Ieri sera si alzato un vento fortissimo. Io abito in un condominio al 4° piano, mi sono messa in terrazzo e ho lasciato andare la testa. Mi è venuta in mente una lettura di qualche tempo fa.
Lei: Non penso di potermi sentire a mio agio a fare questo
Lui: Ed è giusto che sia così, non devi mai convincerti che quello che fai sia la cosa giusta, è preferibile pensare di essere buoni e ogni tanto andare contro i nostri principi piuttosto che prendere per cosa buona e giusta tutto quello che facciamo. *
Io spesso ho dei sensi di colpa, nel privato e nel lavoro.

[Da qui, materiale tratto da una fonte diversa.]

PR #2415, opened 2022-07-11
Fineract-1646

apurbraj:
FINERACT-1646 (System is posting multiple Overdraft Interest for same day)


galovics (changes requested):
Add a test-case to cover this bug please so it never reoccurs. Thanks.

PR #2424, opened 2022-07-12
FINERACT-1658:Fix Group Filter in Center

rrpawar96:
https://issues.apache.org/jira/browse/FINERACT-1658


ikimbra:
@rrpawar96 Thanks for this fix. @francisguchie kindly test this as I also test to see if it works. 

I will update the team if it is fixed then close the issue.

galovics (changes requested):
Can we add a test case for this bugfix? Thanks.

rrpawar96:
> Can we add a test case for this bugfix? Thanks.

Thanks, @galovics for the review, Test case has been added.

galovics (approved):
LGTM

PR #2436, opened 2022-07-19
FINERACT-1330: Pay Charge & withdrawals is violating Overdraft conditions on current and past Transactions

rrpawar96:
https://issues.apache.org/jira/browse/FINERACT-1330

### DIFF
--- a/fineract-provider/src/main/java/org/apache/fineract/portfolio/savings/domain/SavingsAccount.java
+++ b/fineract-provider/src/main/java/org/apache/fineract/portfolio/savings/domain/SavingsAccount.java
@@ -1521,6 +1521,7 @@ public class SavingsAccount extends AbstractPersistableCustom {
             final List<DepositAccountOnHoldTransaction> depositAccountOnHoldTransactions, final boolean backdatedTxnsAllowedTill) {
 
         List<SavingsAccountTransaction> transactionsSortedByDate = null;
+        BigDecimal transactionAmount = null;
         if (backdatedTxnsAllowedTill) {
             transactionsSortedByDate = retrieveSortedTransactions();
         } else {
@@ -1535,6 +1536,9 @@ public class SavingsAccount extends AbstractPersistableCustom {
         Money minRequiredBalance = minRequiredBalanceDerived(getCurrency());
         LocalDate lastSavingsDate = null;
         for (final SavingsAccountTransaction transaction : transactionsSortedByDate) {
+
+            transactionAmount = transaction.getAmount();
+
             if (transaction.isNotReversed() && transaction.isCredit()) {
                 runningBalance = runningBalance.plus(transaction.getAmount(this.currency));
             } else if (transaction.isNotReversed() && transaction.isDebit()) {
@@ -1573,17 +1577,26 @@ public class SavingsAccount extends AbstractPersistableCustom {
                         throw new PlatformApiDataValidationException(dataValidationErrors);
                     }
                 }
-
             }
             lastSavingsDate = transaction.transactionLocalDate();
-
         }
 
         BigDecimal withdrawalFee = null;
-        BigDecimal transactionAmount = null;
         if (isOverdraft()) {
             if (runningBalance.minus(minRequiredBalance).isLessThanZero()) {
                 throw new InsufficientAccountBalanceException("transactionAmount", getAccountBalance(), withdrawalFee, transactionAmount);
+            }
+        }
+    }
+
+    public void validateAccountBalanceDoesNotViolateOverdraft(final List<SavingsAccountTransaction> savingsAccountTransaction,
+            final BigDecimal amountPaid) {
+        if (savingsAccountTransaction != null) {
+            SavingsAccountTransaction savingsAccountTransactionFirst = savingsAccountTransaction.get(0);
+            if (!this.allowOverdraft) {
+                if (savingsAccountTransactionFirst.getRunningBalance(this.currency).minus(amountPaid).isLessThanZero()) {
+                    throw new InsufficientAccountBalanceException("transactionAmount", getAccountBalance(), null, amountPaid);
+                }
             }
         }
     }
--- a/fineract-provider/src/main/java/org/apache/fineract/portfolio/savings/domain/SavingsAccountTransactionRepository.java
+++ b/fineract-provider/src/main/java/org/apache/fineract/portfolio/savings/domain/SavingsAccountTransactionRepository.java
@@ -21,6 +21,7 @@ package org.apache.fineract.portfolio.savings.domain;
 import java.time.LocalDate;
 import java.util.List;
 import javax.persistence.LockModeType;
+import org.springframework.data.domain.Pageable;
 import org.springframework.data.jpa.repository.JpaRepository;
 import org.springframework.data.jpa.repository.JpaSpecificationExecutor;
 import org.springframework.data.jpa.repository.Lock;
@@ -47,6 +48,9 @@ public interface SavingsAccountTransactionRepository
     @Lock(LockModeType.PESSIMISTIC_WRITE)
     List<SavingsAccountTransaction> findBySavingsAccount(@Param("savingsAccount") SavingsAccount savingsAccount);
 
-    @Query("select sat from SavingsAccountTransaction sat where sat.refNo = :refNo")
-    List<SavingsAccountTransaction> findAllTransactionByRefNo(@Param("refNo") String refNo);
+    List<SavingsAccountTransaction> findByRefNo(@Param("refNo") String refNo);
+
+    @Query("select sat from SavingsAccountTransaction sat where sat.savingsAccount.id = :savingsId and sat.dateOf <= :transactionDate and sat.reversed=false")
+    List<SavingsAccountTransaction> findBySavingsAccountIdAndLessThanDateOfAndReversedIsFalse(@Param("savingsId") Long savingsId,
+            @Param("transactionDate") LocalDate transactionDate, Pageable pageable);
 }
--- a/fineract-provider/src/main/java/org/apache/fineract/portfolio/savings/service/SavingsAccountWritePlatformServiceJpaRepositoryImpl.java
+++ b/fineract-provider/src/main/java/org/apache/fineract/portfolio/savings/service/SavingsAccountWritePlatformServiceJpaRepositoryImpl.java
@@ -130,6 +130,9 @@ import org.apache.fineract.useradministration.domain.AppUserRepositoryWrapper;
 import org.slf4j.Logger;
 import org.slf4j.LoggerFactory;
 import org.springframework.beans.factory.annotation.Autowired;
+import org.springframework.data.domain.PageRequest;
+import org.springframework.data.domain.Pageable;
+import org.springframework.data.domain.Sort;
 import org.springframework.jdbc.core.JdbcTemplate;
 import org.springframework.stereotype.Service;
 import org.springframework.transaction.annotation.Propagation;
@@ -718,7 +721,7 @@ public class SavingsAccountWritePlatformServiceJpaRepositoryImpl implements Savi
         List<SavingsAccountTransaction> savingsAccountTransactions = null;
         if (isBulk) {
             String transactionRefNo = savingsAccountTransaction.getRefNo();
-            savingsAccountTransactions = this.savingsAccountTransactionRepository.findAllTransactionByRefNo(transactionRefNo);
+            savingsAccountTransactions = this.savingsAccountTransactionRepository.findByRefNo(transactionRefNo);
             reversal = this.savingsAccountDomainService.handleReversal(account, savingsAccountTransactions, backdatedTxnsAllowedTill);
         } else {
             reversal = this.savingsAccountDomainService.handleReversal(account, Collections.singletonList(savingsAccountTransaction),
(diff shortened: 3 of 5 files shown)


francisguchie:
@rrpawar96 
Please check the failed build

fineract-provider/src/main/java/org/apache/fineract/portfolio/savings/domain/SavingsAccountTransactionRepository.java
```diff
@@ -44,4 +44,8 @@ List<SavingsAccountTransaction> findTransactionsAfterPivotDate(@Param("savingsAc
 
     @Query("select sat from SavingsAccountTransaction sat where sat.refNo = :refNo")
     List<SavingsAccountTransaction> findAllTransactionByRefNo(@Param("refNo") String refNo);
+
+    @Query("select sat from SavingsAccountTransaction sat where sat.savingsAccount.id = :savingsId and sat.dateOf <= :transactionDate and sat.reversed=0 ORDER BY sat.dateOf DESC")
```
galovics: `sat.reversed=0` should be `sat.reversed=false`

galovics (changes requested):

fineract-provider/src/main/java/org/apache/fineract/portfolio/savings/domain/SavingsAccountTransactionRepository.java
rrpawar96: > `sat.reversed=0` should be `sat.reversed=false`

@galovics Comment Addressed, Please review.

galovics (changes requested):
Can you please add new tests to cover the bugfix? Thanks.

rrpawar96:
> Can you please add new tests to cover the bugfix? Thanks.

@galovics Test case has been added, Please re-review.

fineract-provider/src/main/java/org/apache/fineract/portfolio/savings/domain/SavingsAccount.java
```diff
@@ -1574,21 +1579,36 @@ public void validateAccountBalanceDoesNotBecomeNegative(final String transaction
...
+                    throw new InsufficientAccountBalanceException("chargeAmount", getAccountBalance(), null, amountPaid);
+                }
+            }
+        }
+    }
+
+    private void overdraftLimitExceededException(final String paramName, final BigDecimal accountBalance, final BigDecimal withdrawalFee,
+            final BigDecimal transactionAmount) {
+        String showMessageForLimitExaustion = "Overdraft Limit is Exceeded";
+        throw new PlatformDataIntegrityException(showMessageForLimitExaustion, showMessageForLimitExaustion);
```
adamsaghy: Is there a reason to use PlatformDataIntegrityException instead of InsufficientAccountBalanceException?
Also all of the passed parameters are ignored: paramName, accountBalance, withdrawalFee, transactionAmount. Can you please write them into log with WARN at least?

francisguchie: @adamsaghy thank you for this review, @rrpawar96 if you need my input as we address this review, please call me

rrpawar96: Thanks for the review, @adamsaghy Comment addressed.

francisguchie:
@rrpawar96 thank you.  @adamsaghy kindly review

fineract-provider/src/main/java/org/apache/fineract/portfolio/savings/domain/SavingsAccount.java
```diff
@@ -1573,21 +1576,36 @@ public void validateAccountBalanceDoesNotBecomeNegative(final String transaction
...
-                throw new InsufficientAccountBalanceException("transactionAmount", getAccountBalance(), withdrawalFee, transactionAmount);
+                overdraftLimitExceededException("transactionAmount", getAccountBalance(), transactionAmount);
+            }
+        }
+    }
+
+    public void validateAccountBalanceDoesNotViolateOverdraft(final List<SavingsAccountTransaction> savingsAccountTransaction,
+            final BigDecimal amountPaid) {
+        if (savingsAccountTransaction != null) {
+            SavingsAccountTransaction savingsAccountTransactionFirst = savingsAccountTransaction.get(0);
```
adamsaghy, line 1595: @rrpawar96 I was wondering whether the actual accountBalance of the Savings account would not be better candidate here instead of the running balance of the last transaction?

I dont think we should fetch all of the transactions to only use one of them...

francisguchie: @adamsaghy , I do agree with this as this uses lots of memory space. I have seen challenges with accounts that have lots of transactions. However, the account balance is prone to inaccuracy. This means that if we are using it at this point, there must be another process class the accurately updates the account balance. 

@rrpawar96  if you remember the [issue](https://issues.apache.org/jira/browse/FINERACT-1147)

adamsaghy: @francisguchie thanks for highlighting this issue. I think if the account balance is not accurate  at particular scenarios that is a major issue and should be addressed with priority.
However if the fix is not straightforward, i can imagine a workaround where not all of the transactions are fetched, but only the very last (if the transaction running balance is more reliable than the account balance). That way the performance and memory impact would be less.

what do you think?

rrpawar96: Yes, the JPA doesn't support the 'Limit 1' keyword in the Query to fetch a single record, So, the alternative that I will be using now is Pageable Param, is there any other alternative you think would fix this part? or Pageable would be fine? @adamsaghy

adamsaghy: @rrpawar96 You can use Pageable, or something like this:
`Optional<SavingsAccount> findFirstBySavingsAccountAndReversedFalseAndDateOfEqualsOrderByIdDesc();
`
However I have changed a little bit the query... 
Provided transaction date is equals or less... do we really need the "less" part?
Order by date is not enough as multiple transaction could happen on that day. Use Id as the secondary order by param to get the last transaction.

However i was wondering what is the purpose of this query. Shall it return the very last transaction of the savings account which is not reversed? In that case we dont need the transaction date and just order by id Desc.

Please help me to understand better this query...

adamsaghy: @rrpawar96 and @francisguchie Using the account balance is really that problematic? I thought the account balance is automatically recalculated for every payment activity (transaction).

francisguchie: @adamsaghy , I think its not problematic to use the account balance

adamsaghy: @francisguchie In that case i would rather rely on the account balance instead of trying to figure out which transaction was the very last and what is the running balance of it. I mean both could work and i believe both of them should be always the same (hopefully).

rrpawar96: @adamsaghy, The account balance history on the basis of the past dates is saved in only one table i.e. "m_savings_account_transaction (SavingsAccountTransaction)" in the "running account balance" field and there is no field as "account balance" in SavingsAccountTransaction (m_savings_account_transaction table). Although the "account balance" field is in another table "m_savings_account" that keeps the update of the latest balance of the account and not of the past date (history)

adamsaghy: @rrpawar96 Yeah... i should have read more carefully the story about this change :)
Seems you're right, you need to find the very last transaction of that particular day (pay charge transaction date) and based on the running balance of that transaction decide whether it is violating the overdraft rule or not.

To do that, I would recommend this:
`Optional<SavingsAccount> findFirstBySavingsAccountAndReversedFalseAndDateOfLessThanEqualOrderByDateOfDescIdDesc();`

But this one is pretty complex, so maybe Pagination would be just fine as well:
```
@Query("select sat from SavingsAccountTransaction sat where sat.savingsAccount.id = :savingsId and sat.dateOf <= :transactionDate and sat.reversed=false ORDER BY sat.dateOf DESC, sat.id DESC")
     List<SavingsAccountTransaction> retrieveRunningBalanceBySavingsAccountIdAndDate(@Param("savingsId") Long savingsId,
             @Param("transactionDate") LocalDate transactionDate, PageRequest.of(0, 1));
```

It is still a List, but now only 1 item will be there

fineract-provider/src/main/java/org/apache/fineract/portfolio/savings/domain/SavingsAccountTransactionRepository.java
```diff
@@ -49,4 +50,8 @@ List<SavingsAccountTransaction> findTransactionRunningBalanceBeforePivotDate(@Pa
 
     @Query("select sat from SavingsAccountTransaction sat where sat.refNo = :refNo")
```
vidakovic: @rrpawar96 ... why is that additional @Query annotation needed here? Should just work the same way if you rename the function to "findByRefNo"... and is shorter... and you just have to "maintain" one thing (the function name). For short queries (i. e. not too many parameters) I think using the repository function magic is nicer.

fineract-provider/src/main/java/org/apache/fineract/portfolio/savings/domain/SavingsAccountTransactionRepository.java
```diff
@@ -49,4 +50,8 @@ List<SavingsAccountTransaction> findTransactionRunningBalanceBeforePivotDate(@Pa
...
     List<SavingsAccountTransaction> findAllTransactionByRefNo(@Param("refNo") String refNo);
+
+    @Query("select sat from SavingsAccountTransaction sat where sat.savingsAccount.id = :savingsId and sat.dateOf <= :transactionDate and sat.reversed=false ORDER BY sat.dateOf DESC, sat.id DESC")
```
vidakovic: To be consistent with other (query) methods rename this function to: "findBySavingsAccountIdAndLessThanDateOfAndReversedIsFalse". Just to be clear: in this case you need the @Query annotation (because of the nested "sat.savingsAccount.id") and there is (I think) no way to express this query with Spring Data's "function magic". But another thing I'd do here is to do sorting via a function parameter... this is usually the first thing that changes if someone wants to reuse this query... and if sorting is defined in the annotation then it's set in  stone. So instead I'd define a function (all together):

```
@Query("select sat from SavingsAccountTransaction sat where sat.savingsAccount.id = :savingsId and sat.dateOf <= :transactionDate and sat.reversed=false")
findBySavingsAccountIdAndLessThanDateOfAndReversedIsFalse(@Param("savingsId") Long savingsId, @Param("transactionDate") LocalDate transactionDate, Pageable pageable, Sort sort)
```

Like this is more likely that this function gets reused instead of someone else needing in another situation just a insignificant change (like sort order) and creates then a similar function (if history is an indicator with yet another naming scheme)... very hard for everyone else to wrap their heads around. Of course this is not rocket science if we just look at this isolated case... but if people read larger portions of code then the meandering naming strategy we have is a bit of a problem.

Admittedly the function name is a bit long, but it's consistent with the rest of the framework. I know that we have authors who introduced "retrieveXXX" and similar prefixes, but I think we should go for consistency in naming.

fineract-provider/src/main/java/org/apache/fineract/portfolio/savings/service/SavingsAccountWritePlatformServiceJpaRepositoryImpl.java
```diff
@@ -1471,6 +1472,11 @@ private SavingsAccountTransaction payCharge(final SavingsAccountCharge savingsAc
         this.savingAccountAssembler.assignSavingAccountHelpers(account);
         final Set<Long> existingTransactionIds = new HashSet<>();
         final Set<Long> existingReversedTransactionIds = new HashSet<>();
+        List<SavingsAccountTransaction> savingsAccountTransaction = this.savingsAccountTransactionRepository
```
vidakovic, line 1479: "findBy" instead of "retrieve", see previous comments.

vidakovic:
@rrpawar96 ... might seem like a minor thing, but let's be consistent with the PR titles... here the title should be:

```
FINERACT-1330: Pay Charge & withdrawals is violating Overdraft conditions on current and past Transactions
```

This ensures that things are properly matched in Jira (aka that this PR is linked to the Jira ticket).... and it's also nicer to read. The camel case thing here is hard to grok if you read the git logs... and using spaces (after the colon) is not forbidden; please keep in mind that someone needs to read this.

rrpawar96:
@vidakovic, All Comments have been addressed.

fineract-provider/src/main/java/org/apache/fineract/portfolio/savings/domain/SavingsAccount.java
francisguchie: @adamsaghy thanks

galovics (approved):
LGTM

PR #2481, opened 2022-08-03
[FINERACT-1678] configuration validation for COBs

taskain7:
## Description

If any COB has partition size, chunk size or thread count below 1, or the partiotion size is less than chunk size * thread count, then the startup fails on the validation.

### DIFF
--- a/fineract-provider/src/main/java/org/apache/fineract/infrastructure/core/config/FineractPartitionJobConfigValidationCondition.java
+++ b/fineract-provider/src/main/java/org/apache/fineract/infrastructure/core/config/FineractPartitionJobConfigValidationCondition.java
@@ -1,0 +1,59 @@
+/**
+ * Licensed to the Apache Software Foundation (ASF) under one
+ * or more contributor license agreements. See the NOTICE file
+ * distributed with this work for additional information
+ * regarding copyright ownership. The ASF licenses this file
+ * to you under the Apache License, Version 2.0 (the
+ * "License"); you may not use this file except in compliance
+ * with the License. You may obtain a copy of the License at
+ *
+ * http://www.apache.org/licenses/LICENSE-2.0
+ *
+ * Unless required by applicable law or agreed to in writing,
+ * software distributed under the License is distributed on an
+ * "AS IS" BASIS, WITHOUT WARRANTIES OR CONDITIONS OF ANY
+ * KIND, either express or implied. See the License for the
+ * specific language governing permissions and limitations
+ * under the License.
+ */
+package org.apache.fineract.infrastructure.core.config;
+
+import java.util.List;
+import java.util.function.Predicate;
+import lombok.extern.slf4j.Slf4j;
+import org.springframework.context.annotation.Condition;
+import org.springframework.context.annotation.ConditionContext;
+import org.springframework.core.type.AnnotatedTypeMetadata;
+
+@Slf4j
+public class FineractPartitionJobConfigValidationCondition implements Condition {
+
+    @Override
+    public boolean matches(ConditionContext context, AnnotatedTypeMetadata metadata) {
+        FineractProperties.FineractPartitionedJob partitionedJobProperties = ExplicitConfigurationPropertiesFactory.getProperty(context,
+                "fineract.partitioned-job", FineractProperties.FineractPartitionedJob.class);
+        if (partitionedJobProperties != null) {
+            List<FineractProperties.PartitionedJobProperty> invalidConfigs = partitionedJobProperties.getPartitionedJobProperties().stream()
+                    .filter(isAnyConfigBelowOne().or(FineractPartitionJobConfigValidationCondition::isPartitionRatioInvalid)).toList();
+            if (!invalidConfigs.isEmpty()) {
+                for (FineractProperties.PartitionedJobProperty invalidConfig : invalidConfigs) {
+                    log.error(
+                            "{} partitioned job is not configured properly. The partition size, chunk size and thread count must be more than 0, and partition size must be less then chunk size * thread count",
+                            invalidConfig.getJobName());
+                }
+            }
+            return !invalidConfigs.isEmpty();
+        } else {
+            return false;
+        }
+    }
+
+    private static Predicate<FineractProperties.PartitionedJobProperty> isAnyConfigBelowOne() {
+        return partitionedJobProperty -> !(partitionedJobProperty.getPartitionSize() > 0 && partitionedJobProperty.getChunkSize() > 0
+                && partitionedJobProperty.getThreadCount() > 0);
+    }
+
+    private static boolean isPartitionRatioInvalid(FineractProperties.PartitionedJobProperty partitionedJobProperty) {
+        return partitionedJobProperty.getPartitionSize() < partitionedJobProperty.getThreadCount() * partitionedJobProperty.getChunkSize();
+    }
+}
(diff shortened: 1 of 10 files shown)


fineract-provider/src/main/java/org/apache/fineract/infrastructure/core/config/FineractPartitionJobConfigValidationCondition.java
```diff
@@ -0,0 +1,49 @@
...
+import org.springframework.core.type.AnnotatedTypeMetadata;
+
+@Slf4j
+public class FineractPartitionJobConfigValidationCondition implements Condition {
+
+    @Override
+    public boolean matches(ConditionContext context, AnnotatedTypeMetadata metadata) {
+        FineractProperties.FineractPartitionedJobProperties partitionedJobProperties = Binder.get(context.getEnvironment())
+                .bind("fineract.partitioned-job", FineractProperties.FineractPartitionedJobProperties.class).orElse(null);
+        List<FineractProperties.JobProperty> invalidConfigs = partitionedJobProperties.getJobProperties().stream()
```
galovics: null-check for `partitionedJobProperties` is required based on the `orElse(null)` call

fineract-provider/src/main/java/org/apache/fineract/infrastructure/core/config/FineractPartitionJobConfigValidationCondition.java
```diff
@@ -0,0 +1,49 @@
...
+                .filter(jobProperty -> !(jobProperty.getPartitionSize() > 0 && jobProperty.getChunkSize() > 0
```
galovics: Can we extract the filter condition to a method so it's more easier to read? thanks.

fineract-provider/src/main/java/org/apache/fineract/infrastructure/core/config/FineractPartitionJobConfigValidationCondition.java
```diff
@@ -0,0 +1,49 @@
...
+                        && jobProperty.getThreadCount() > 0
+                        && jobProperty.getPartitionSize() >= jobProperty.getThreadCount() * jobProperty.getChunkSize()))
```
galovics: Actually 2 filter methods would be cool. One for the greater than 0 check and one for the actual logic.

fineract-provider/src/main/java/org/apache/fineract/infrastructure/core/config/FineractPartitionJobConfigValidationCondition.java
```diff
@@ -0,0 +1,49 @@
...
+import org.springframework.boot.context.properties.bind.Binder;
+import org.springframework.context.annotation.Condition;
+import org.springframework.context.annotation.ConditionContext;
+import org.springframework.core.type.AnnotatedTypeMetadata;
+
+@Slf4j
+public class FineractPartitionJobConfigValidationCondition implements Condition {
+
+    @Override
+    public boolean matches(ConditionContext context, AnnotatedTypeMetadata metadata) {
```
galovics, line 32: Please add a test case to verify the logic. Thanks.

galovics (dismissed):

fineract-provider/src/main/java/org/apache/fineract/infrastructure/core/config/FineractPartitionJobConfigValidationCondition.java
taskain7: There is an OR relationship between the 2 conditions, so I'm afraid we have to use 1 filter method.

adamsaghy (approved):
LGTM

fineract-provider/src/main/resources/application.properties
```diff
@@ -43,6 +43,11 @@ fineract.mode.batch-manager-enabled=${FINERACT_MODE_BATCH_MANAGER_ENABLED:true}
 fineract.correlation.enabled=${FINERACT_LOGGING_HTTP_CORRELATION_ID_ENABLED:false}
 fineract.correlation.header-name=${FINERACT_LOGGING_HTTP_CORRELATION_ID_HEADER_NAME:X-Correlation-ID}
 
+fineract.partitioned-job.job-properties[0].job-name=LOAN_COB
+fineract.partitioned-job.job-properties[0].chunk-size=${LOAN_COB_CHUNK_SIZE:100}
```
vidakovic: Two things:

- can't we shorten the property prefix from `fineract.partitioned-job.job-properties` to just `fineract.partitioned-jobs`; seems a bit redundant to nest the list as the only attribute in yet another nested class (see my comment above)
- we should prefix the environment variables properly to indicate they are introduced by Fineract. Instead of `LOAN_COB_PARTITION_SIZE` I'd suggest `FINERACT_PARTIONED_JOB_PARTITION_SIZE` which is closer to the property name; we had already a cleanup in the past to remove inconsistent variable names, would be great if we could stick with this.

fineract-provider/src/main/java/org/apache/fineract/infrastructure/core/config/FineractProperties.java
```diff
@@ -72,4 +75,21 @@ public static class FineractCorrelationProperties {
         private boolean enabled;
         private String headerName;
     }
+
+    @Getter
+    @Setter
+    public static class FineractPartitionedJobProperties {
```
vidakovic: Not sure why this nested class is needed with only one attribute... why not just take that list and move one level up? Saves space and easier to read and follow.

fineract-provider/src/main/resources/application.properties
taskain7: for the first thing: you're right, I'm gonna fix that
for the second thing: we're gonna have different partition sizes for different jobs, because there could be a scenario where someone has a huge jobs that take a long time, and they want them to run on 100 workers, and also they have very tiny jobs, that they want to run on 5 workers. That's why I named it after the specific job.

fineract-provider/src/main/java/org/apache/fineract/infrastructure/core/config/FineractProperties.java
```diff
@@ -36,6 +37,8 @@ public class FineractProperties {
 
     private FineractCorrelationProperties correlation;
 
+    private FineractPartitionedJobProperties fineractPartitionedJobProperties;
```
vidakovic: I think the "fineract" prefix is not necessary here; this nested class is already in FineractProperties... so kind of redundant. Same for the suffix "Properties"; that kind of is self-evident.
I'd suggest to name this attribute just `partionedJob` if you insist using the class `FineractPartitionedJobProperties`; but as this class only contains 1 attribute I'd just move `List<JobProperty> jobProperties` here and name the variable `partitionedJobProperties`

fineract-provider/src/main/java/org/apache/fineract/infrastructure/core/config/FineractProperties.java
```diff
@@ -72,4 +75,21 @@ public static class FineractCorrelationProperties {
...
+    @Getter
+    @Setter
+    public static class FineractPartitionedJobProperties {
+
+        private List<JobProperty> jobProperties;
+    }
+
+    @Getter
+    @Setter
+    public static class JobProperty {
```
vidakovic: It would be more consistent to name this class `PartitionedJobProperty` see also my comments above.

If you take all these changes together then the configuration becomes significantly shorter and less repetitive (in the naming).

fineract-provider/src/test/resources/application-test.properties
```diff
@@ -37,6 +37,11 @@ fineract.mode.read-enabled=true
 fineract.mode.write-enabled=true
 fineract.mode.batch-enabled=true
 
+fineract.partitioned-job.job-properties[0].job-name=LOAN_COB
```
vidakovic: Same here, see my comments above.

vidakovic (approved):
LGTM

Adesso ho capito che il senso di colpa non sempre è una cosa da rimuovere è una sensazione che mi permette di stare coi piedi per terra. Se cominciassi a giustificare tutto quello che faccio arriverei a non capire dov'è la soglia del giusto e del sbagliato (e per ognuno di noi c'è una soglia diversa) e finirei col pugnalare, ferire, distruggere, calpestare tutto e tutti senza rimorso e senza colpa. Direi che l'ho fatto a fin di bene.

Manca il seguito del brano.